This page contains a glossary for the technical terms used in this tutorial. The defined words are organized in alphabetical order.


    An agent designates a specific Arkindex concept, which is an instance of Ponos, our proprietary software that executes workers linked to intensive document processing tasks.


    A CPU, or central processing unit, is a hardware component that is the core computational unit in a server. It handles all types of computing tasks required for the operating system and applications to run. A graphics processing unit (GPU) is a similar hardware component but more specialized and performant for demanding tasks, such as training Machine Learning models.

    Data leakage🔗

    In Machine Learning, data leakage is the use of information in the model training process which would not be expected to be available at prediction time, causing the predictive scores (metrics) to overestimate the model's utility when run in a production environment.

    See more on Wikipedia.


    An epoch corresponds to one complete pass of the training dataset through the algorithm. The performance of the model generally increases with the number of epochs. However, the model will eventually stop learning at some point so specifying a very high number might waste time.


    A farm is also a specific Arkindex concept. It refers to a group of computing resources on which a Ponos agent is available to run workers.


    Handwritten Text Recognition (HTR) is the ability of a computer to take as input handwriting from sources such as printed physical documents, pictures and other devices, and then interpret this as text.


    Markdown is a plain text format for writing structured documents, based on conventions which indicate the formatting. It is widely used for blogging, instant messaging, in collaborative software, etc. It easily enhances readability and allows formatting text as titles, subtitles, lists, links and so on.

    Learn more by reading the Markdown specification.


    A Machine Learning model is a program that has been trained to find patterns or make decisions from a previously unseen dataset.

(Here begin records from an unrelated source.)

PR #517, opened 2023-12-07
feat(blob): Add multipart option

vvo:
This PR adds a new option to the `put()` method: `multipart: boolean`.

Multipart uploads are useful when uploading a big file to Vercel Blob.
When you use `multipart: true` in a `put()` call. Then:

- We turn the body into a (web) stream.
- We read the stream part by part, buffering into memory only what we need to maximize network utilization.

This current PR is an advanced proof of concept and needs some adjustments.

TODO:
- [x] Test in a browser (might need to adjust import from 'stream')
- [x] Test in an edge function (might need to adjust import form 'stream')
- [x] Add a retry mechanism in fetch when uploading parts
- [x] Feedback and validate API
- [x] Feedback and validate implementation
- [x] Unit tests + errors handling (stream errors) + better handling of cancelling multipart uploads
- [x] Integration tests

Not in scope:
- [ ] configurable retries, there will be a default algorithm
- [ ] configurable concurrent uploads (and memory), there is a default a algorithm


packages/blob/package.json
```diff
@@ -59,7 +59,6 @@
     }
   },
   "dependencies": {
-    "jest-environment-jsdom": "29.7.0",
```
vvo: Not sure why it was here in the first place

packages/blob/src/put-multipart.ts
```diff
@@ -0,0 +1,358 @@
...
+import { Readable } from 'stream';
+import type { BodyInit } from 'undici';
+import { fetch } from 'undici';
+import type { PutBlobApiResponse, PutBlobResult, PutBody } from './put';
+import { getApiUrl, validateBlobApiResponse } from './helpers';
+
+// Most browsers will cap requests at 6 concurrent uploads per domain (Vercel Blob API domain)
+const maxConcurrentUploads = 6;
+
+// 5MB is the minimum part size accepted by Vercel Blob
```
correttojs: can you explain this? wasn't 5Mb the maximum payload size accepted?
do we want to let the user decide the size?

vvo: AWS (and Cloudflare) rules for multipart uploads are:
- each part must be at least 5MB
- only the last part can be less than 5MB

> do we want to let the user decide the size?
Yes I think we should indeed (I said the opposite in the PR but it's an easy addition). There would be two modes:
- multipart: true (automatic mode, we decide of the size of parts etc..)
- multipart: { ... } (manual mode, user provide options).

packages/blob/src/client.ts
```diff
@@ -260,9 +268,18 @@ export async function handleUpload({
...
-      const { pathname, callbackUrl, clientPayload } = body.payload;
-      const payload = await onBeforeGenerateToken(pathname, clientPayload);
+      const { pathname, callbackUrl, clientPayload, multipart } = body.payload;
+      const payload = await onBeforeGenerateToken(
+        pathname,
+        clientPayload,
+        multipart,
+      );
       const tokenPayload = payload.tokenPayload ?? clientPayload;
+      const defaultTokenDurationInSeconds = multipart ? 60 * 60 : 10 * 60;
```
correttojs: Should we always keep a longer default? I think the client (no multipart) upload has more chances to timeout as it takes more time to reach the worker

vvo: Right one hour for everone then?

correttojs: yes

correttojs (approved):

packages/blob/src/client.ts
vvo: Switched to one hour by default.

packages/blob/src/client.ts
```diff
@@ -260,10 +271,21 @@ export async function handleUpload({
...
+      const { pathname, callbackUrl, clientPayload, multipart } = body.payload;
+      const payload = await onBeforeGenerateToken(
+        pathname,
+        clientPayload,
+        multipart,
+      );
       const tokenPayload = payload.tokenPayload ?? clientPayload;
 
+      // one hour
+      const oneHourInSeconds = 60 * 60;
```
luismeyer, line 283: isn't this way too long? I mean it probably doesn't hurt but one hour seems unnecessary long to me

vvo: I would not say way too long, I could see an upload taking 30 minutes already (like the 14gb file I tested), so one hour is just to be safe here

    For example, in Natural Language Processing (NLP), Machine Learning models can parse and correctly recognize the intent behind previously unheard sentences or combinations of words. In image recognition, a Machine Learning model can be taught to recognize objects, such as cats or dogs.


    Slug is a term from newspaper language. It is a string that can only include characters, numbers, dashes, and underscores. It is a unique identifier that refers to a single object, in a human-friendly form.


    SQLite is a library that implements a transactional SQL database engine. In Arkindex, it allows to export projects and all the elements they contain to a single lightweight file. This generated file can be stored, shared and easily accessed by some workers to perform demanding operations on a large number of elements.

    Learn more by reading the SQLite documentation.


    Model training in Machine Learning is the process of feeding a Machine Learning algorithm with data to help identify and learn good values for all of its parameters.


    A worker is a resource required to run document processing workflows. It is programmed to apply a specialized action to one element at a time, which will produce the desired output. Workers can be chained to perform several successive actions on elements before reporting the results to Arkindex.

    For example, various dedicated workers from Arkindex have been developed with the aim of:

    • transcribing text from an image,
    • translating transcriptions available on Arkindex into another language,
    • recognizing objects in an image (cats, dogs and so on),
    • etc.

    Worker configuration🔗

    Configuring a worker is the step that allows you to parameterize its execution to adapt the program's input (elements) or output (results) to your needs.